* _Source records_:
=-=-=
PR #148, opened 2023-04-12
Tps no step limiter

MartiDvrk:
Same as Treatment Plan Source (PR #123) but without StepLimiter. Test which required step limiter are for now passing with very high thresholds.


tbaudier:
Done in https://github.com/OpenGATE/opengate/pull/189 with a rebase.
I close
=-=-=
* _TASK INSTRUCTIONS_:
Nothing but the lines from the one containing "Done in https://github.com/OpenGATE/opengate/pull/189" through the end of the entries belongs in the answer; repeat them exactly.

* _REPLY_:
Done in https://github.com/OpenGATE/opengate/pull/189 with a rebase.
I close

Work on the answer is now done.